I carry this with me with deeper conviction than ever before. I also carry with me the acknowledgment that I could go back to ignoring politics, because even though I am a woman, I am also a white person. I don't have to see my privileged if I don't want to. But I am fighting to remain in the grey area, the area beyond white guilt that challenges me to think of practical way to be an advocate and an ally to and with women, people of color, Muslims, the LBGTQ community, people with disabilities, veterans, immigrants, refugees, the undocumented and everyone else that my president-elect has publicly insulted, threatened and shamed.

It's hard work. But it's important work. And as a white person, I am committed learning as much as I can, to speak up and to get in the way.

Out of all the scripture that's been quoted at one another on social media this week, something did stand out to me. An African American woman wrote that what she needed was people to be willing to "sit with Job." When people are suffering, we would be wise to sit with them and not try to dismiss their reality as being "out of touch" or unimportant.

When a group of Muslim women are crying outside of friend's apartment complex the morning after the election, that is significant. We would be wise to sit with them.

When my sister's first graders (many of whom come from Muslim, Refugee, and Immigrant families) come off the bus Wednesday morning crying because they are scared they'll be sent anyway, that is significant. We would be wise to sit with them.

When African American friends wake up Wednesday morning in tears and share their despair on social media, that is significant. We would be wise to sit with them.

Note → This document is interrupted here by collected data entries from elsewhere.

PR #3054, opened 2021-07-19
Add presence check for property cause on Error.prototype

legendecas:
Property `cause` should not present on `Error.prototype`.

### DIFF
--- a/test/built-ins/Error/prototype/properties.js
+++ b/test/built-ins/Error/prototype/properties.js
@@ -1,0 +1,19 @@
+// Copyright (C) 2021 Chengzhong Wu. All rights reserved.
+// This code is governed by the BSD license found in the LICENSE file.
+
+/*---
+description: Error prototype properties
+esid: sec-properties-of-the-error-prototype-object
+includes: [propertyHelper.js]
+---*/
+
+const desc = {
+  writable: true,
+  enumerable: false,
+  configurable: true
+};
+verifyProperty(Error.prototype, 'cause', undefined);
+verifyProperty(Error.prototype, 'constructor', desc);
+verifyProperty(Error.prototype, 'name', desc);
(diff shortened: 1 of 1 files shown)


rwaldron (changes requested):
- Some of this duplicates existing tests. 
- Please put these in separate files, in the appropriate directories (where you will find that some of this is already covered)

jugglinmike:
Thanks for the patch! [Hosts are permitted to define an `Error.prototype.cause` property](https://tc39.es/ecma262/#sec-host-built-in-objects-and-methods), so we should remove the assertion for its absence.

legendecas:
Thanks for the suggestions! Well, I didn't notice that there are statements about host extensions on built-in objects. I was noticing v8 is putting a `cause` with `undefined` value on `Error.prototype` which is not expected. If spec allows such extension, I'd close this PR and just file a bug to v8.

ljharb:
I added https://github.com/tc39/agendas/commit/964d2d36f80994b1b77972ef4867c8569b531874 to the next meeting to discuss tightening restrictions on hosts, so that helpful tests like this can be permitted.

leobalter:
@ljharb can you share what do you suggest/recommend as the next steps for the restrictions?

The issue on this one is that ECMAScript allows extensions. This is imperative as globals add names for the platform it is contained, and other names are not exactly defined by ECMAScript. Otherwise, it would be easy to enumerate the names expected in `Error.prototype`, but if the host adds anything (not limited to `cause`), how is that an error?

ljharb:
Allowing new globals, as well as property names on any object that are *not* specified in 262 or 402, is fine.

My hope is that we can forbid extensions on any specified objects whose names are specified elsewhere in 262 or 402, which would include “cause” on any language builtins other than the specified ones.

PR #3056, opened 2021-07-19
Add tests for Temporal.Calendar.p*.inLeapYear

FrankYFTang:


test/built-ins/Temporal/Calendar/prototype/inLeapYear/string.js
```diff
@@ -0,0 +1,45 @@
...
+assert.sameValue(false, cal.inLeapYear("2019-03-18T13:00:00Z"));
+assert.sameValue(true, cal.inLeapYear("2020-12-31T23:59:59Z"));
+assert.sameValue(false, cal.inLeapYear("2021-03-18T13:00:00Z"));
+assert.sameValue(false, cal.inLeapYear("2022-03-18T13:00:00Z"));
+assert.sameValue(false, cal.inLeapYear("2023-03-18T13:00:00Z"));
+assert.sameValue(true, cal.inLeapYear("2024-03-18T13:00:00Z"));
+assert.sameValue(false, cal.inLeapYear("2025-01-01T00:00:00Z"));
+assert.sameValue(false, cal.inLeapYear("2026-03-18T13:00:00Z"));
+
+assert.sameValue(false, cal.inLeapYear("2019-03"));
```
ptomato, line 38: This block isn't correct - these strings will fail ToTemporalDate.

FrankYFTang: hum... interesting... so cal.inLeapYear will take PlainYearMonth but not year-month string....

FrankYFTang: PTAL

test/built-ins/Temporal/Calendar/prototype/inLeapYear/string-throw-range-error.js
```diff
@@ -0,0 +1,29 @@
+// Copyright (C) 2021 the V8 project authors. All rights reserved.
+// This code is governed by the BSD license found in the LICENSE file.
+
+/*---
+esid: sec-temporal.calendar.prototype.inleapyear
+description: Temporal.Calendar.prototype.inLeapYear throw RangeError while ISO8601 string is not a date.
+  and return true or false that year is leap year.
+  and return Array of the same content.
```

When women who have been sexual abused share their stories and their anger at their president-elect who perpetuates rape culture and dismisses their trauma by saying it's "just locker room talk", that is significant. We would be wise to sit with them.

When a Native grandmother shares that her grandchildren on on the front lines in North Dakota getting their wrists broken multiple times by the police, that is significant. We would be wise to sit with them.

And when all the Jobs in our lives and communities are ready to stand again, we would be wise to rise up with them.

I tell myself, and you, the same thing my sister told her students: Be brave because you are important. Be kind because everyone else is important too.

Now as "my friend" Leslie Knope says, "find your team, and get to work."